# Residential reverse osmosis system question...



## Jklsr55 (Sep 8, 2010)

I have to put in a RO system tomorrow. The customer wants to cut a tee into the line going to the RO spout and run RO water to the refrigerator ice maker as well. Can a single under the sink unit handle supplying booth the sink tap and the ice maker?


----------



## JAraiza (May 7, 2012)

Jklsr55 said:


> I have to put in a RO system tomorrow. The customer wants to cut a tee into the line going to the RO spout and run RO water to the refrigerator ice maker as well. Can a single under the sink unit handle supplying booth the sink tap and the ice maker?


Sure can


----------



## JK949 (Mar 18, 2009)

JAraiza said:


> Sure can


What he said.

Review with them them the maintenance schedule. You can't set them and forget them.


----------



## Jklsr55 (Sep 8, 2010)

OK. Next question... This RO unit has I believe a ⅜ poly type supply that runs up to the counter top.

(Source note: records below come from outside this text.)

PR #3404, opened 2023-03-31
WebSockets via Rocket's Upgrade connection

### LINKED ISSUE #685: Run websocket server on same port as other HTTP serving
This is currently blocked on upstream Rocket feature which has seen some recent progress: https://github.com/SergioBenitez/Rocket/issues/90

BlackDex:
This PR implements a (not yet fully released) new feature of Rocket which allows WebSockets/Upgrade connections.
No more need for multiple ports to be opened for Vaultwarden.
No explicit need for a reverse proxy to get WebSockets to work (Although I still suggest to use a reverse proxy).

- Using a git revision for Rocket, since `rocket_ws` is not yet released.
- Updated other crates as well.
- Added a connection guard to clear the WS connection from the Users list.

Fixes #685
Fixes #2917
Fixes #1424

### DIFF
--- a/Cargo.lock
+++ b/Cargo.lock
@@ -79,9 +79,9 @@ dependencies = [
 
 [[package]]
 name = "async-executor"
-version = "1.5.0"
+version = "1.5.1"
 source = "registry+https://github.com/rust-lang/crates.io-index"
-checksum = "17adb73da160dfb475c183343c8cccd80721ea5a605d3eb57125f0a7b7a92d0b"
+checksum = "6fa3dc5f2a8564f07759c008b9109dc0d39de92a88d5588b8a5036d286383afb"
 dependencies = [
  "async-lock",
  "async-task",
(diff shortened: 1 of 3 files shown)


BlackDex:
I think the implementation is working. It can use both port 3012 Direct Tungstenite and the Rocket/Tungstenite implementation.
It can be mixed and notification will be sent to both.

Best would be if Rocket 0.5 would be released as stable so that we do not have to use a patched version.

BlackDex:
@dani-garcia , i think for testing it's fine.
Not sure if we want to release a .2 soon with some fixes currently merged? I do have a fix pending on my laptop regarding some admin interface fixes which were caused by the recent updates.

dani-garcia:
True, I don't expect this change to break anything, and we still have the 3012 fallback anyway.

BlackDex:
Just as a note here for now.

If you want to use this, you still need to make sure that your reverse proxy pass-through the upgrade request correctly.

For nginx you can use the following.

Somewhere within the `http {}`
```nginx
map $http_upgrade $connection_upgrade {
    default upgrade;
    ''      "";
}
```

And then within the location.
```nginx
location / {
  proxy_http_version 1.1;
  proxy_set_header Upgrade $http_upgrade;
  proxy_set_header Connection $connection_upgrade;
```

qymab:
With this change should I remove this line from my docker compose :

```
- traefik.http.routers.bwws.middlewares=redirect-to-https
- traefik.http.routers.bwws.service=bw-ws
- traefik.http.services.bw-ws.loadbalancer.server.port=3012
```

thanks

The ref ice maker is ¼ inch (of course) and copper. It would be a major pain to run a new ¼ line on the same material the RO is utilizing. Do they make a tee that will allow me to tie in the ¼ copper line already there? Some kind of ⅜×⅜×¼ tee? (I have ran million dollar plus projects and here I am asking for advice/info on a ⅜ tee! Too funny... My wife is laughing at me)...


----------



## Qball415 (Nov 20, 2010)

Jklsr55 said:


> OK. Next question... This RO unit has I believe a ⅜ poly type supply that runs up to the counter top. The ref ice maker is ¼ inch (of course) and copper. It would be a major pain to run a new ¼ line on the same material the RO is utilizing. Do they make a tee that will allow me to tie in the ¼ copper line already there? Some kind of ⅜×⅜×¼ tee? (I have ran million dollar plus projects and here I am asking for advice/info on a ⅜ tee! Too funny... My wife is laughing at me)...

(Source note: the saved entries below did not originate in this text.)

PR #3434, opened 2023-04-08
Update deb to Bookworm, fix vulnerabilities linked to bullseye image

mysther:
Fix high vulnerabilities CVE-2021-3847, CVE-2023-23914, CVE-2022-27385, CVE-2019-8457, CVE-2022-42916 and 268 others vulnerabilities.

Reported by grype tool

### DIFF
--- a/docker/Dockerfile.j2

I have purchased at hardware supply.


----------



## turd-chaser (Jan 22, 2012)

My RO system is 1/4 to faucet. Get a 3/8 tee quick connect and a 3/8x1/4 reducing quick connect and a 1/4 quick connect shutoff and go to ice maker


----------



## MarkToo (Dec 17, 2011)

Dont connect the RO through copper. The RO water is so aggressive it will eat the copper to the ice maker - especially since its going to sit there much of the time under no flow conditions. 

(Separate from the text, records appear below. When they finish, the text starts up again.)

PR #3439, opened 2023-04-11
Fixed missing footer_text and a few inconsistencies in email templates

kennymc-c:
Fixed some missing footer_text partials and a few inconsistencies between plain text and html email templates


vilgotf (commented):
The UNIX file permission changes from 644 to 755 should be reverted.

dani-garcia (approved):

PR #3475, opened 2023-04-23
inline static rsa keys

vilgotf:
From my understanding, rust never inlines static variables meaning that these variables are separately statically allocated and wasting space.

Even if there's not codegen diff, separately defining these static variables is (imo) code smell.


BlackDex:
I think you are right. This also looks a bit better i think.
Could you also please rebase on main, so it's up-to-date?

Thx.

dani-garcia (approved):
Yeah, not sure why we have them as separate variables, maybe the `*_VEC`s were used in more places before? No reason to have them now yeah.

BlackDex:
> Yeah, not sure why we have them as separate variables, maybe the `*_VEC`s were used in more places before? No reason to have them now yeah.

I think we did before indeed. Long long time ago.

As an aside, its my opinion that there are better solutions to water treatment than RO. I see what it does to pipes and have to wonder what its doing to the human body. I no longer will install them for drinking water applications. I think filtration and UV treatment are better alternatives.


----------



## JK949 (Mar 18, 2009)

Personally, I like whole house filtration systems with backwashing that last 10 years between media changes.


----------



## Mississippiplum (Sep 30, 2011)

MarkToo said:


> Dont connect the RO through copper. The RO water is so aggressive it will eat the copper to the ice maker - especially since its going to sit there much of the time under no flow conditions.
> 
> As an aside, its my opinion that there are better solutions to water treatment than RO. I see what it does to pipes and have to wonder what its doing to the human body. I no longer will install them for drinking water applications. I think filtration and UV treatment are better alternatives.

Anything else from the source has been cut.